According to Dadlani, to successfully deploy and scale AI, healthcare organizations must manage key enablers:

• Robust digital infrastructure and system interoperability
• Strong governance frameworks
• Effective management and clinician training
• Sustainable funding models that support long-term integration

Finally, security and compliance should be embedded into AI solutions from the start and not treated as an afterthought. This ensures safe, scalable, and responsible innovation as healthcare moves into its digital future. “Cybersecurity and data privacy are at the core, at the heart of these initiatives,” concluded Dadlani.

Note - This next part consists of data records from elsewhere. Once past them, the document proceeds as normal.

PR #1197, opened 2016-01-23
Scoped access decorators

zachmullen:
This branch has been lingering for a long while, I think it would be good to have @girder/developers look at it. This creates the initial infrastructure necessary for us to scope our tokens to allow third-party systems limited authenticated access to the server. This is the first step toward allowing girder to act as an OAuth provider.

The discussion of exactly what scopes should exist and what endpoints should correspond to what scopes is up for debate; I selected a minimal set that I think is sensible to start with. Anything that doesn't fall under these scopes is currently only accessible in the old way, i.e. normal authenticated user access. My hope is that we can slowly open up more and more endpoints to scoped access.

### DIFF
--- a/girder/api/access.py
+++ b/girder/api/access.py
@@ -76,11 +76,11 @@ def user(*args, **kwargs):
             @six.wraps(fun)
             def wrapped(*iargs, **ikwargs):
                 token = rest.getCurrentToken()
-                if (not _tokenModel.hasScope(token, kwargs.get('scope')) and
-                        not rest.getCurrentUser()):
+                if not rest.getCurrentUser():
                     raise AccessException('You must be logged in.')
                 return fun(*iargs, **ikwargs)
             wrapped.accessLevel = 'user'
+            wrapped.requiredScopes = kwargs.get('scope')
             return wrapped
         return dec
 
--- a/girder/api/access.py
+++ b/girder/api/access.py
@@ -141,26 +141,16 @@ def cookie(*args, **kwargs):
 
     While allowing cookie authentication on other types of routes exposes an
     application to Cross-Site Request Forgery (CSRF) attacks, an optional
-    ``force=True`` argument may be passed to the decorator to make it effective
+    ``force=True`` kwarg may be passed to the decorator to make it effective
     on any type of route.
     """
     if len(args) == 1 and callable(args[0]):  # Used as a raw decorator
         force = False
         args[0].cookieAuth = (True, force)
         return args[0]
-
     else:  # Used with arguments
-        if len(args) == 1 and isinstance(args[0], bool):
-            force = args[0]
-        elif 'force' in kwargs:
-            force = kwargs['force']
-        elif (not args) and (not kwargs):
-            force = False
-        else:
-            raise TypeError('Unsupported extra decorator arguments.')
-
         def decorator(fun):
-            fun.cookieAuth = (True, force)
+            fun.cookieAuth = (True, kwargs.get('force', False))
             return fun
 
         return decorator
--- a/girder/api/access.py
+++ b/girder/api/access.py
@@ -46,11 +46,10 @@ def admin(*args, **kwargs):
         def dec(fun):
             @six.wraps(fun)
             def wrapped(*iargs, **ikwargs):
-                token = rest.getCurrentToken()
-                if not _tokenModel.hasScope(token, kwargs.get('scope')):
-                    rest.requireAdmin(rest.getCurrentUser())
+                rest.requireAdmin(rest.getCurrentUser())
                 return fun(*iargs, **ikwargs)
             wrapped.accessLevel = 'admin'
+            wrapped.requiredScopes = kwargs.get('scope')
             return wrapped
         return dec
 
--- a/girder/api/access.py
+++ b/girder/api/access.py
@@ -19,37 +19,102 @@
 
 import six
 
-from girder.models.model_base import AccessException
 from girder.api import rest
+from girder.models.model_base import AccessException
+from girder.utility.model_importer import ModelImporter
+
+_tokenModel = ModelImporter.model('token')
 
 
-def admin(fun):
+def admin(*args, **kwargs):
     """
     Functions that require administrator access should be wrapped in this
     decorator.
+
+    :param scope: To also expose this endpoint for certain token scopes,
+        pass those scopes here. If multiple are passed, all will be required.
+    :type scope: str or list of str
     """
-    @six.wraps(fun)
-    def accessDecorator(*args, **kwargs):
-        rest.requireAdmin(rest.getCurrentUser())
-        return fun(*args, **kwargs)
-    accessDecorator.accessLevel = 'admin'
-    return accessDecorator
+    if len(args) == 1 and callable(args[0]):  # Raw decorator
+        @six.wraps(args[0])
+        def wrapped(*iargs, **ikwargs):
+            rest.requireAdmin(rest.getCurrentUser())
+            return args[0](*iargs, **ikwargs)
+        wrapped.accessLevel = 'admin'
+        return wrapped
+    else:  # We should return a decorator
+        def dec(fun):
+            @six.wraps(fun)
+            def wrapped(*iargs, **ikwargs):
+                token = rest.getCurrentToken()
+                if not _tokenModel.hasScope(token, kwargs.get('scope')):
+                    rest.requireAdmin(rest.getCurrentUser())
+                return fun(*iargs, **ikwargs)
+            wrapped.accessLevel = 'admin'
+            return wrapped
+        return dec
 
 
-def user(fun):
+def user(*args, **kwargs):
     """
-    Functions that allow any user (not just administrators) should be wrapped
-    in this decorator. That is, a token must be passed that has the
-    "core.user_auth" scope and a valid user ID.
+    Functions that require a logged-in user should be wrapped with this access
+    decorator.
+
+    :param scope: To also expose this endpoint for certain token scopes,
+        pass those scopes here. If multiple are passed, all will be required.
+    :type scope: str or list of str
     """
-    @six.wraps(fun)
-    def accessDecorator(*args, **kwargs):
-        user = rest.getCurrentUser()
-        if not user:
-            raise AccessException('You must be logged in.')
-        return fun(*args, **kwargs)
-    accessDecorator.accessLevel = 'user'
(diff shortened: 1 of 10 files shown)


girder/api/access.py
```diff
@@ -17,66 +17,118 @@
...
+        wrapped.accessLevel = 'admin'
+        return wrapped
+    else:  # We should return a decorator
+        def dec(fun):
+            @six.wraps(fun)
+            def wrapped(*iargs, **ikwargs):
+                rest.requireAdmin(rest.getCurrentUser())
+                return fun(*iargs, **ikwargs)
+            wrapped.accessLevel = 'admin'
+            wrapped.requiredScopes = kwargs.get('scope')
```
brianhelba: The ``cookie`` decorator allows either keyword or positional arguments for extra options. These new decorators expect extra options to only be keyword arguments. We should make this behavior consistent one way or another.

tests/cases/access_test.py
```diff
@@ -89,6 +96,34 @@ def cookieHandler(self, **kwargs):
     def cookieForceHandler(self, **kwargs):
         return
 
+    @access.admin
+    def rawAdmin(self, **kwargs):
```
brianhelba: This is redundant with ``adminHandler``. Same for ``userHandler``/``rawUser`` and ``publicHandler``/``rawPublic``.

girder/api/access.py
zachmullen: My first thought was to make these support positional or keyword, but thinking about it more I actually like the simplicity and explicitness of only supporting them as kwargs... are you OK with that?

zachmullen:
@brianhelba I think I addressed all the concerns, is this good to merge now?

jeffbaumes:
+1 for this (+1 !== LGTM). It will be great to fully support being an OAuth provider in the future.

girder/api/rest.py
```diff
@@ -170,7 +170,8 @@ def retVal(user, token):
         return retVal(None, token)
     else:
         try:
-            ensureTokenScopes(token, TokenScope.USER_AUTH)
+            ensureTokenScopes(token, getattr(
+                cherrypy.request, 'requiredScopes', TokenScope.USER_AUTH))
```
brianhelba: Do we need the fallback of `TokenScope.USER_AUTH` here? Every time `handleRoute` is called, `cherrypy.request.requiredScopes` should be getting set to something.

girder/api/access.py
```diff
@@ -89,26 +141,16 @@ def cookie(*args, **kwargs):
...
-        elif 'force' in kwargs:
-            force = kwargs['force']
-        elif (not args) and (not kwargs):
-            force = False
-        else:
-            raise TypeError('Unsupported extra decorator arguments.')
-
         def decorator(fun):
-            fun.cookieAuth = (True, force)
+            fun.cookieAuth = (True, kwargs.get('force', False))
```
brianhelba: Strictly speaking, this simplification of `cookie` is breaking some compatibility. I couldn't care less myself, but I have a duty to bring it up.

girder/api/rest.py
```diff
@@ -473,6 +478,9 @@ def ensureTokenScopes(token, scope):
     :type scope: str or list of str
     """
     tokenModel = ModelImporter.model('token')
+    if tokenModel.hasScope(token, TokenScope.USER_AUTH):
```
brianhelba: I take it this is for backwards compatibility? `TokenScope.USER_AUTH` is effectively a super-scope, that always provides permission?

girder/api/v1/system.py
```diff
@@ -108,7 +108,18 @@ def setSetting(self, params):
         .errorResponse('You are not a system administrator.', 403)
         .errorResponse('Failed to set system setting.', 500))
 
-    @access.admin
+    @access.admin(scope=TokenScope.SETTINGS_READ)
```
brianhelba: Just to clarify, the behavior here (and the other settings endpoints remains the same):
* A token must be for a user with >= the access level AND the correct scope to access the endpoint
* Ordinary user tokens still always have `TokenScope.USER_AUTH`
* `TokenScope.USER_AUTH` is a super-scope, so every ordinary user token satisfies this new `scope=TokenScope.SETTINGS_READ` requirement

Then at some point in the future, we'll introduce tokens which don't have `TokenScope.USER_AUTH`, but do have`TokenScope.SETTINGS_READ`, so this addition will become relevant then. However, those tokens still have to satisfy the admin user requirement, so I don't totally understand what their use case would be.

Let me know if I got this right.

girder/constants.py
```diff
@@ -195,6 +195,12 @@ class TokenScope:
     ANONYMOUS_SESSION = 'core.anonymous_session'
     USER_AUTH = 'core.user_auth'
     TEMPORARY_USER_AUTH = 'core.user_auth.temporary'
+    PLUGINS_ENABLED_READ = 'core.plugins.read'
```
brianhelba: Where'd this list come from? Administrative-ish tasks that we'd eventually want to delegate to a robot (partial upload clean)? that we'd eventually want non-admins to do (read settings)?

brianhelba:
@zachmullen Review complete. Please respond at your convenience.

girder/api/rest.py
zachmullen: USER_AUTH tokens are ones used by actual logged in users, as opposed to tokens being issued on behalf of the user to third-party clients. Users are allowed to do anything whilst logged in as themselves, but third party applications can be granted only specific scopes. So yes, it is a super-scope, but is used to distinguish between normal session tokens and OAuth tokens.

girder/api/v1/system.py
zachmullen: That's correct. 

> However, those tokens still have to satisfy the admin user requirement, so I don't totally understand what their use case would be.

The case here would be an admin user granting a third-party app the right to read system settings. That third-party app would then have permission that is normally reserved for admin user, but not *all* permissions granted to admins, just the ability to read system settings. This is why it's easiest (though not strictly required) to try and divide endpoints cleanly (read: unconditionally) into scopes.

girder/constants.py
zachmullen: Like I said in an earlier post, this list is currently put forth as a straw man. The actual decisions about which scopes should exist should be debated by the community at large.

girder/api/access.py
zachmullen: I think I made this change in response to your comment on Feb. 4, and I'm still OK with this. It does technically break compatibility, but I think it's a good idea to force people to use kwargs with these complicated functions that can be either decorators or not. @girder/developers please weigh in.

girder/api/rest.py
zachmullen: Just defense in depth, I don't think it's doing any harm.

girder/api/access.py
brianhelba: I'd much rather let this one slide, but again, I have a duty to bring it up. @.cpatrick should be so proud of me.

girder/api/v1/system.py
brianhelba: Got it.

girder/api/rest.py
brianhelba: Got it.

girder/constants.py
brianhelba: Well, you know how it is, as soon as you commit something, we're stuck supporting it forever, even if it was a bad idea. However, if you're comfortable with this list as a base (I assume you've put some thought into it), that's fine with me.

zachmullen: The burden of compatibility might not be quite so bad for these scopes. We shouldn't remove symbols under `TokenScope` once they're in master in case plugins are using them, but I think we should be OK with the idea of changing core and plugin endpoint scope requirements; the burden on users would simply be to log-out and reauthorize the app, which isn't so bad.

zachmullen: I say it's not so bad because this happens all the time with mobile apps, you'll notice they frequently change what scopes they require, and you simply have to reauthorize them whenever that happens.

girder/api/rest.py
brianhelba: I understand, but I'd argue that if `cherrypy.request.requiredScopes` is not set, something has gone horribly wrong and we *should* fail. Errors are not a bad thing, if you make a system that doesn't throw them, you end up with the mess that is HTML parsing. I worry that this sort of thing allows other bugs to fester, because they don't just throw an error quickly and loudly, they do some unintended thing silently. IMHO, defence in depth is more about gracefully handling errors from detached subsystems that we are willing to tolerate failure from.

I'd say that we decide "`cherrypy.request.requiredScopes` must now always be set by the time it reaches Girder's handlers", and then enforce that rule. Unless that's not a sensible rule, in which case nevermind everything. :wink:

brianhelba:
Once we resolve the question about `cherrypy.request.requiredScopes`, this LGTM. Obviously it requires a rebase.

girder/constants.py
zachmullen: Of course, that capability depends on a feature that doesn't yet exist: applications should be able to do a lookup to the server in which they send a list of all the API calls they wish to make and are sent back a set of required scope identifiers. If the apps do this lookup prior to sending the user through the login flow, they'll never lose compatibility.

brianhelba: Good points. I can tolerate some deprecated variable identifiers lingering in our internal code for the sake of plugins.

girder/api/access.py
cpatrick: 1. I'm also inclined to let this one slide, but it would be better to leave compatibility and deprecate--breaking the API later.
2. I'm very proud :smile_cat:.

brianhelba: Thanks dad.

girder/api/rest.py
zachmullen: Good point, I'm OK with this if the alternative is an error, I just wanted to be sure the alternative wasn't continuing on without validating scopes at all.

zachmullen:
> the question about cherrypy.request.requiredScopes

Having thought more about this, I think I'm going to leave it as is; the `getCurrentUser` function could, theoretically, be called in some context in which `cherrypy.request.requiredScopes` had not been previously set, if someone chooses to hook into the REST utilities at a lower level than we normally do. Since we haven't documented that `getCurrentUser` depends on the requiredScopes being set prior to invocation, I don't think we should make that a requirement now, and I think requiring a user auth token is a sensible default in such a case.

brianhelba:
@zachmullen Your reasoning is sound.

AI and digital tools are transforming healthcare by enabling earlier detection, more personalized care, and smarter resource allocation. Realizing this potential requires strong infrastructure, responsible implementation, and collaboration across the healthcare ecosystem. As experts emphasized, now is the time for healthcare organizations to start integrating early disease detection with AI into clinical workflows to improve care and reduce costs.